Indicó que le corresponde a los demandantes acreditar los hechos en que fundan la demanda, al tiempo que la muerte presunta por desaparecimiento solo puede declararla el juez civil en los términos de los artículos 656 y 657 del C.P.C. en un proceso de jurisdicción voluntaria. Para ello no basta con denunciar la desaparición, sino que debe acreditarse la ausencia de la

persona o su muerte. Como fundamento de su defensa citó el artículo 107 del Código Civil, del cual interpretó que quien reclame un derecho que derive de la muerte de un desaparecido, debe acreditar la muerte, so pena de la imposibilidad de exigir responsabilidad alguna de terceros.

3. La sentencia apelada El 26 de febrero de 2013 (fl. 368, c. ppal), el Tribunal Administrativo de Santander negó las pretensiones de la demanda. Como fundamento de ello estimó que no se aportó ninguna prueba que conduzca a certeza respecto de que el señor Abel Lozano Sánchez fue retenido por miembros de la Armada Nacional la noche de los hechos. Hizo énfasis en que las versiones oficiales siempre fueron consistentes en cuanto al hecho de que no hubo capturados en el operativo del 19 de marzo de 2003 adelantado en el sector conocido como Bocas del Opón.

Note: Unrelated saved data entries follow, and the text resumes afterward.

PR #297, opened 2023-05-11
feat: the default QCS Client configuration now respects environment variable overrides

MarquessV:
As of `qcs-api-client-common` `0.6.6`, `ClientConfiguration` respects the value of environment variable overrides as the default value. Including these changes here allows users to initialize a default `QCSClient` that doesn't require a full blown QCS configuration but still uses overrides from the environment. This is useful for users who just want to use `quilc` and/or the `qvm`. They may not have a QCS config, but they still may set the `QCS_APPLICATIONS_QVM_URL` or `QCS_APPLICATIONS_QUILC_URL` environment variables and expect them to work.

### DIFF
--- a/crates/lib/src/qpu/client.rs
+++ b/crates/lib/src/qpu/client.rs
@@ -25,6 +25,9 @@ use qcs_api_client_openapi::models::QuantumProcessorAccessorType;
 use tonic::transport::{Channel, Uri};
 use tonic::Status;
 
+#[cfg(feature = "tracing")]
+use tracing;
+
 pub use qcs_api_client_common::configuration::LoadError;
 pub use qcs_api_client_grpc::channel::Error as GrpcError;
 pub use qcs_api_client_openapi::apis::Error as OpenApiError;
@@ -46,6 +49,13 @@ impl Qcs {
     pub async fn load() -> Result<Self, LoadError> {
         ClientConfiguration::load_default()
             .await
+            .or_else(|_| {
+                #[cfg(feature = "tracing")]
+                tracing::info!(
+                    "No QCS client configuration found, only generic QVMs will be accessible."
+                );
+                Ok(ClientConfiguration::default())
+            })
             .map(Self::with_config)
     }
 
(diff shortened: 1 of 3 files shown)


crates/lib/src/qpu/client.rs
```diff
@@ -46,6 +49,13 @@ impl Qcs {
     pub async fn load() -> Result<Self, LoadError> {
         ClientConfiguration::load_default()
             .await
+            .or_else(|_| {
+                #[cfg(feature = "tracing")]
+                tracing::info!(
+                    "No QCS client configuration found, only generic QVMs will be accessible."
+                );
+                Ok(ClientConfiguration::default())
+            })
```
MarquessV, line 58: I initially added this to `get_qc` in pyQuil specifically, but it's probably better to do it here, since this library can be used without a full blown QCS config as well.

MarquessV: A separate issue is how this client is technically buried in the `qpu` module, despite being used by the Python bindings for everything. As a follow-up, it probably makes sense to lift this towards the root module and use it as the client for everything in the Rust crate as well.

crates/lib/src/qpu/client.rs
```diff
@@ -25,6 +25,9 @@ use qcs_api_client_openapi::models::QuantumProcessorAccessorType;
 use tonic::transport::{Channel, Uri};
 use tonic::Status;
 
+#[cfg(feature = "tracing")]
+use tracing;
+
```
kalzoo, line 30: This isn't needed

crates/lib/src/qpu/client.rs
kalzoo: Agreed

crates/lib/src/qpu/client.rs
```diff
@@ -46,6 +49,13 @@ impl Qcs {
     pub async fn load() -> Result<Self, LoadError> {
         ClientConfiguration::load_default()
             .await
+            .or_else(|_| {
+                #[cfg(feature = "tracing")]
+                tracing::info!(
+                    "No QCS client configuration found, only generic QVMs will be accessible."
```
kalzoo, line 55:
```suggestion
                    "No QCS client configuration found. QPU data and QCS will be inaccessible and only generic QVMs will be available for execution"
```

kalzoo (approved):

crates/lib/src/qpu/client.rs
MarquessV: Resolving this with a [new issue](https://github.com/rigetti/qcs-sdk-rust/issues/298)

Indicó que si bien los testimonios de los señores Jenny Katherine Barrera y su compañero sentimental Luis Fredy Pradilla Villamizar estuvieron encaminados a señalar que a Abel Lozano Sánchez se lo llevaron los integrantes de la Armada Nacional, sus declaraciones son contradictorias, por lo que les restó mérito demostrativo. La crítica de dichas evidencias inició por destacar que inicialmente la señora Barrera dijo estar a 10 metros del lugar donde presuntamente fue retenida la víctima, pero luego dijo que se encontraba en la orilla del río contraria a aquella en que ocurrieron los hechos y que el ancho del afluente es “como de una cuadra”. De estas circunstancias concluyó que la testigo estaba a una distancia considerable

del lugar de los hechos; por su parte, su compañero indicó que estos ocurrieron como a 250 metros del lugar de su residencia, en la mitad de un río. Aunado a ello, en las condiciones de poca iluminación que los testigos describen, no encontró verosímil que pudieran observar con detalle lo que ocurría y, menos aún, que los dos declarantes, quienes estaban juntos, tuvieran distintas percepciones de lo que ocurría, pues la primera dijo haber visto que los botes oficiales llevaban remolcada la canoa en la que iba don Abel, mientras que el segundo dijo haber visto que los militares se llevaron las pimpinas pero “no sé si el señor ABEL se saltó de la canoa, o se quedó ahí”. Cuestionó que en un aparte de su declaración la señora Barrera afirmó que a partir de ese momento iba a decir la verdad, de donde concluyó que lo expresado hasta ese momento no era cierto, en especial lo relativo la afirmación de que el motor de la canoa iba prendido, lo que luego desmintió al señalar que no tenía motor. Concluyó: “Y si falta a la verdad en un detalle tan importante como el del motor, ¿cómo creerle que vio a ABEL LOZANO en la misma canoa, máxime que su compañero LUIS FREDY PRADILLA sostiene que la ARMADA se llevó en la canoa fue las pimpinas de gasolina que estaban dentro de la canoa? Resaltó que la testigo también incurrió en imprecisiones respecto de la época en que conoció a la víctima. Aunado a ello, llamó la atención del a quo el hecho consistente en que la declarante hubiera descrito los colores

de la canoa y de la ropa de los militares, pero al ser interrogada sobre la vestimenta del desaparecido refiriera no haber visto su color. Por otra parte, citó la decisión de la Fiscalía Delegada ante los jueces del circuito especializados, en la cual se inhibió para abrir investigación por la desaparición del señor Lozano Sánchez, en la que se cuestionó la credibilidad de la testigo Barrera, de cuya actitud sospechosa se dejó constancia en la diligencia. También mencionó el testimonio de Virgilio Vides Pérez –el que valoró pese a no haber sido ratificado en el proceso administrativo, en razón a que el asunto involucra una presunta grave violación a los derechos humanos–, en cuanto dijo que solo se enteró de que la víctima no sabía nadar luego de los hechos; pese a ello, el testigo Luis Fredy Pradilla declaró que “oyó a VIRGILIO VIDES PÉREZ decirle a ABEL LOZANO que cuando la canoa se recostara él se tirara a tierra, puesto que él no sabía nadar”. En esas condiciones, consideró inverosímil la referida conversación.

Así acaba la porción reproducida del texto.